_The problem_
Whenever the string "import" turns up in a line below, that line should be copied.
• • • • • • •
PR #921, opened 2023-04-07
Make Jobs table match query for build clusters

DennisPeriquet:
[TRT-955](https://issues.redhat.com//browse/TRT-955)

For the build cluster, the query is for [periodic jobs](https://github.com/openshift/sippy/blob/d6f82be99bbb7c170bf580a80febf6cedbc36644/pkg/db/query/build_clusters.go#L66) only.  This makes the query for the JobsTable match.

### DIFF
--- a/sippy-ng/src/build_clusters/BuildClusterDetails.js
+++ b/sippy-ng/src/build_clusters/BuildClusterDetails.js
@@ -1,5 +1,5 @@
 import { Card, Container, Grid, Typography } from '@material-ui/core'
-import { filterFor, getReportStartDate } from '../helpers'
+import { filterFor, getReportStartDate, not } from '../helpers'
 import { JobStackedChart } from '../jobs/JobStackedChart'
 import { ReportEndContext } from '../App'
 import JobRunsTable from '../jobs/JobRunsTable'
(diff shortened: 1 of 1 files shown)


sippy-ng/src/build_clusters/BuildClusterDetails.js
```diff
@@ -13,13 +13,16 @@ export default function BuildClusterDetails(props) {
...
+            <Typography variant="h6">
+              Periodic Job Runs On {props.cluster}
+            </Typography>
             <JobRunsTable
               pageSize={10}
               hideControls={true}
               filterModel={{
                 items: [
                   filterFor('cluster', 'equals', props.cluster),
+                  filterFor('name', 'starts with', 'periodic'),
```
stbenjam, line 25: There are some periodics that start with `release-` or `promote-` unfortunately.  I think you could do ` not(filterFor('name', 'starts with', 'pull'))` to be more accurate

deepsm007: Will a regex match be possible for `*periodic*`?

stbenjam: The periodics that start with release or promote don't contain periodic anywhere in the name, but I believe all presubmits begin with `pull-`

DennisPeriquet: @deepsm007 we probably could, but if I understand correctly, we'd have to plumb a new regex-style `Operator` and logic to implement it [here](https://github.com/openshift/sippy/blob/cebacf96c35f9c540cea8348c8f94cb662383b8b/pkg/filter/filterable.go#L64).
• • • • • • •
_Answer to this task_
 import { Card, Container, Grid, Typography } from '@material-ui/core'
-import { filterFor, getReportStartDate } from '../helpers'
+import { filterFor, getReportStartDate, not } from '../helpers'
 import { JobStackedChart } from '../jobs/JobStackedChart'
 import { ReportEndContext } from '../App'
 import JobRunsTable from '../jobs/JobRunsTable'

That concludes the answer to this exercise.